Vinnie has an undocked tail and I LOVE it. I don't do a pom pom (he has a rather gay tail - think more like a Bichon). I let the hair grow and just keep it neatened up once in a while. Right now the hair on his tail is anywhere from six to eight inches long. A toy would look cute with 2-4 inches of hair. 

Post a picture of him!!


----------



## FunkyPuppy (Jan 27, 2011)

Definitely post some pics! Around here, most undocked toys have straight, scraggly hair on their tails (lots of hubs and a few mills). I usually just brush out the inevitable tangles and trim the tails flag style. I've only met one or two in this state who actually had real
poodle hair on their tails!


----------



## partial2poodles (Feb 11, 2010)

Your dog would look cute in a portugese water dog clip, especially their cute tails,


----------



## AgilityIG (Feb 8, 2009)

That's one of the trims that I have done with Vinnie. I LOVE the PWD lion trim, however I did not shave his tail for the normal PWD flag.
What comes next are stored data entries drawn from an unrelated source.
Issue #2464, opened 2026-04-30
Self-upgrade fails on Linux with ETXTBSY when replacing running binary


myagizmaktav:
## Summary
Running `pilot upgrade` on Linux can fail during install with:

```text
install failed (rolled back): failed to create binary: open /config/.local/bin/pilot: text file busy
```

## Root Cause
The upgrader writes directly to `u.binaryPath` using `os.O_TRUNC` in all install paths:
- tar.gz extraction
- zip extraction
- direct binary copy

When `pilot` upgrades itself, Linux refuses to truncate the currently executing binary and returns `ETXTBSY` (`text file busy`).

## Expected Behavior
The upgrader should write the new binary to a temp file in the destination directory and atomically rename it into place after the write completes.

## Reproduction
1. Install an older `pilot` binary in `~/.local/bin/pilot`
2. Run `pilot upgrade`
3. Confirm update is available and proceed
4. Observe install failure at the final copy step with `text file busy`

## Notes
I prepared a fix branch that routes installation through temp-file + rename and adds regression tests for atomic replacement and temp cleanup.

myagizmaktav:
Fix PR opened: #2465

- PR: https://github.com/qf-studio/pilot/pull/2465
- Branch: `fix/upgrade-atomic-install`
- Summary: switch self-upgrade installs to temp-file + atomic rename so Linux upgrades do not fail with `ETXTBSY` / `text file busy` while replacing the running binary.

PR #2465, opened 2026-04-30
fix(upgrade): replace binaries atomically during self-update

myagizmaktav:
## Summary
- write downloaded binaries to a temp file in the target directory and rename into place instead of truncating the running executable
- route tar.gz, zip, and direct-binary installs through the shared atomic installer path
- add regression tests that verify atomic replacement and temp-file cleanup on failed writes

## Why
`pilot upgrade` was failing on Linux with `open .../pilot: text file busy` because the upgrader tried to truncate the currently running executable in place. Renaming a completed temp file into place avoids `ETXTBSY` and keeps the existing binary intact if installation fails.

## Testing
- `go test ./internal/upgrade/...`


alekspetrov:
Hi @myagizmaktav — thanks for catching the ETXTBSY bug and shipping a clean atomic-replace fix. We extracted commit d2e9250 into PR #2565 with you credited as `Co-authored-by`, and it's now merged. Issue #2464 is closed.

We weren't able to take this PR as-is because it bundles 33 commits across several unrelated areas (OpenCode backend rewrite, doctor refactor, Telegram startup changes, quality gate work). Each of those looks worth reviewing on its own merits, but they need to be evaluated independently — a single PR of that size and scope is hard for us to review safely.

If you're up for it, please refile each topic as its own focused PR (≤5 commits, single concern, branched from current main). Specifically the OpenCode backend modernization and the doctor health checks both look useful. We'll review each one on its own.

Closing this PR — please don't take it as a rejection of the other work, just of the bundling. Looking forward to the resubmissions. 🙏

PR #2852, opened 2026-05-08
GH-2846: feat(autopilot): restore Prometheus metrics from SQLite snapshot on daemon start - In `internal/autopilot/metrics.go`, add `RestoreFromRow(row *memory.AutopilotMetricsRow)` that takes the mutex and copies the snapshot fields per the spec (IssuesProcessed success/failed/rate_limited, PRsMerged, PRsFailed, PRsConflicting, CircuitBreakerTrips). Skip histograms and the per-endpoint APIErrors map. In `internal/autopilot/metrics_persister.go`, call `mp.store.LatestAutopilotMetrics()` once at the top of `Run()` before the ticker loop; on success+non-nil, invoke `RestoreFromRow` and log at info; on error or nil, log at debug and continue with zero state

### LINKED ISSUE #2846: feat(autopilot): restore Prometheus metrics from SQLite snapshot on daemon st...
Parent: GH-2836

never fail-fatal. Tests: unit test `RestoreFromRow` populates every counter from a row; unit test that incrementing after restore yields `row + 1`; integration test using a real `Store` seeded with one row asserts `Snapshot()` reflects it before any tick fires; integration test with an empty store leaves counters at zero with no error. Verify with `make test`, `make lint`, and the end-to-end curl/sqlite check from the task spec.

alekspetrov:
## Summary

Automated PR created by Pilot for task GH-2846.

Closes #2846

## Changes

never fail-fatal. Tests: unit test `RestoreFromRow` populates every counter from a row; unit test that incrementing after restore yields `row + 1`; integration test using a real `Store` seeded with one row asserts `Snapshot()` reflects it before any tick fires; integration test with an empty store leaves counters at zero with no error. Verify with `make test`, `make lint`, and the end-to-end curl/sqlite check from the task spec.

### DIFF
--- a/internal/autopilot/metrics.go
+++ b/internal/autopilot/metrics.go
@@ -3,6 +3,8 @@ package autopilot
 import (
 	"sync"
 	"time"
+
+	"github.com/qf-studio/pilot/internal/memory"
 )
 
 // Metrics collects autopilot operational metrics.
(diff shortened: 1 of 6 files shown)


alekspetrov:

It took too long to grow that tail to shave it off. :lol: A toy would look ADORABLE in a lion trim!! Here's Vinnie in his:


----------



## zoey11 (Oct 26, 2010)

Oh my goodness! I love the lion clip! Do you think I should wait until her coat is quite long? Like, wait a couple months?


----------



## AgilityIG (Feb 8, 2009)

I don't think you have to wait until their coat is super long. I think Vinnie's was only 1 1/2 to 2 inches long in that photo. I didn't do a traditional PWD lion trim - I kept poodle feet in front, still kept his ears shaved short and didn't shave as much on the tail. It's still just as much dog to groom - I shaved his rear each time I groomed him.


----------